Stored data entries
####################

PR #949, opened 2025-01-10
[Docs] Clarify node-labels are additive or destructive

addyess:
### Overview
Indicate to users that the charm config `node-labels` is both additive and destructive and can be used for either purpose.

### DIFF
--- a/docs/src/charm/howto/install-custom.md
+++ b/docs/src/charm/howto/install-custom.md
@@ -36,10 +36,16 @@ k8s:
   dns-cluster-domain: "cluster.local"
   dns-upstream-nameservers: "8.8.8.8 8.8.4.4"
 
-  # Add/Remove custom node labels
-  # Using <key>=<value> one can ensure the label is added to all the nodes of this application
-  # Using <key>=-       one can ensure the label is removed from all the nodes of this application
-  node-labels: "environment=production zone=us-east-1 node-role.kubernetes.io/worker=-"
+  # Add & Remove node-labels from the snap's default labels
+  #   The k8s snap applies its default labels, these labels define what
+  #   are added or removed from those defaults
+  # <key>=<value> ensures the label is added to all the nodes of this application
+  # <key>=-       ensures the label is removed from all the nodes of this application
+  # See charm-configuration notes for more information regarding node labelling
+  node-labels: >-
+    environment=production
+    node-role.kubernetes.io/worker=-
+    zone=us-east-1
 
   # Configure local storage
   local-storage-enabled: true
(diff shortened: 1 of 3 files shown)


addyess:
This may need a troubleshooting page on its own.  Right @nhennigan ?

bschimke95 (commented):
Generally LGTM, minor comments and questions.

docs/src/charm/howto/install-custom.md
```diff
@@ -35,13 +36,16 @@ k8s:
   dns-cluster-domain: "cluster.local"
   dns-upstream-nameservers: "8.8.8.8 8.8.4.4"
 
-  # Add custom node labels
-  node-labels: "environment=production zone=us-east-1"
+  # Add/Remove custom node labels
+  # Using <key>=<value> one can ensure the label is added to all the nodes of this application
+  # Using <key>=-       one can ensure the label is removed from all the nodes of this application
+  node-labels: "environment=production zone=us-east-1 node-role.kubernetes.io/worker=-"
```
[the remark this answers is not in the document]
addyess: yes, so there are some "default labels" that the snap is adding -- not defined in this list.  Some of our customers want a way to remove those default labels... this was the only way i could think to do so.

docs/src/charm/reference/troubleshooting.md
```diff
@@ -0,0 +1,78 @@
...
+node-role.kubernetes.io/worker=
+```
+
+### Explanation
+
+Each kubernetes node comes with a set of node labels enabled by default. The k8s
+snap defaults with both control-plane and worker role labels, while the worker
+node only has a role label.
+
+For example, consider the following simply deployment with a worker and a
```
nhennigan, line 28: nit: simple

docs/src/charm/reference/troubleshooting.md
```diff
@@ -0,0 +1,78 @@
...
+control-plane.
+
+```sh
+$ sudo k8s kubectl get nodes
```
nhennigan, line 32: please remove the $

addyess: Done

docs/src/charm/reference/troubleshooting.md
addyess: nice thanks!

docs/src/charm/howto/install-custom.md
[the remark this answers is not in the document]
bschimke95: When reading the code, my initial feeling was that that if the `node-labels` are set, they would completely override the default labels. But I guess this is annoying from a UX perspective since 80% of the time users probably want to keep those labels. 

Could you add a short comment that the default labels are kept if they are not explicitly removed? Thanks!

bschimke95 (approved):
LGTM after my comment is addressed

PR #956, opened 2025-01-14
test_ingress: fix service ip poller

petrutlucian94:
get_external_service_ip repeatedly attempts to retrieve the
specified service ip.

The problem is that it uses "is None" checks to determine if
an ip was retrieved. This returns "False" for empty strings,
so the loop exits prematurely.

Note that "is None" checks are strongly discouraged in Python.

While at it, we're bumpting the timeout as well.

### DIFF
--- a/docs/src/_parts/bootstrap_config.md
+++ b/docs/src/_parts/bootstrap_config.md
@@ -11,7 +11,7 @@ Configuration options for the network feature.
 **Type:** `bool`<br>
 
 Determines if the feature should be enabled.
-If omitted defaults to `false`
+If omitted defaults to `true`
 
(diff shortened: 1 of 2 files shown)


petrutlucian94:
Had a few hundred test runs, I can confirm that this fixes the issue.

bschimke95:
Please fix the diff check, then we can merge

petrutlucian94:
> Please fix the diff check, then we can merge

Right away. Btw, the diff check compares automatically generated docs with the existing files and fails whenever there are changes in the k8s-snap-api repo. IMHO we should remove all auto-generated docs and add them to .gitignore.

####################

● **Brief**
The first line of the records and every line down to the line with "from those defaults" must be quoted exactly; leave out all else.

● **Output**
PR #949, opened 2025-01-10
[Docs] Clarify node-labels are additive or destructive

addyess:
### Overview
Indicate to users that the charm config `node-labels` is both additive and destructive and can be used for either purpose.

### DIFF
--- a/docs/src/charm/howto/install-custom.md
+++ b/docs/src/charm/howto/install-custom.md
@@ -36,10 +36,16 @@ k8s:
   dns-cluster-domain: "cluster.local"
   dns-upstream-nameservers: "8.8.8.8 8.8.4.4"
 
-  # Add/Remove custom node labels
-  # Using <key>=<value> one can ensure the label is added to all the nodes of this application
-  # Using <key>=-       one can ensure the label is removed from all the nodes of this application
-  node-labels: "environment=production zone=us-east-1 node-role.kubernetes.io/worker=-"
+  # Add & Remove node-labels from the snap's default labels
+  #   The k8s snap applies its default labels, these labels define what
+  #   are added or removed from those defaults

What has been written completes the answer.